Your objective.
Could you print out every entry, character for character?

Provided entries.
PR #40, opened 2020-12-20
added dxf import works intermittently, then breaks

aegis1980:
Hi, I have been sitting on this for a while. 
Gave up on it because it works fine first time, and then randomly doesn't the second or third time around, running the same file (`example_dxfimport.py`). I have no idea why and no logs - just exits.  I think its a MeshPy thing.


robbievanleeuwen:
Hi @aegis1980,

Thanks for the code! Sorry for the slow take-up, life has been a bit up and down this year to say the least! There is another pull request attempting to achieve the same thing. I'm thinking I'll have a look at both of these over the next few days and maybe create a new branch combining both ideas so there can be a unified approach to loading dxf files.

Watch this space...

Robbie

aegis1980:
@robbievanleeuwen 
No worries! 
Just figured it better 'out there' rather than buried in another project (as it was). 
Great project btw. 
I stuck a demo dxf extrusion if you need one.

robbievanleeuwen:
Thanks again for the code - I believe this is being incorporated in #42.

Cheers,
Robbie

Task response.
PR #40, opened 2020-12-20
added dxf import works intermittently, then breaks

aegis1980:
Hi, I have been sitting on this for a while. 
Gave up on it because it works fine first time, and then randomly doesn't the second or third time around, running the same file (`example_dxfimport.py`). I have no idea why and no logs - just exits.  I think its a MeshPy thing.


robbievanleeuwen:
Hi @aegis1980,

Thanks for the code! Sorry for the slow take-up, life has been a bit up and down this year to say the least! There is another pull request attempting to achieve the same thing. I'm thinking I'll have a look at both of these over the next few days and maybe create a new branch combining both ideas so there can be a unified approach to loading dxf files.

Watch this space...

Robbie

aegis1980:
@robbievanleeuwen 
No worries! 
Just figured it better 'out there' rather than buried in another project (as it was). 
Great project btw. 
I stuck a demo dxf extrusion if you need one.

robbievanleeuwen:
Thanks again for the code - I believe this is being incorporated in #42.

Cheers,
Robbie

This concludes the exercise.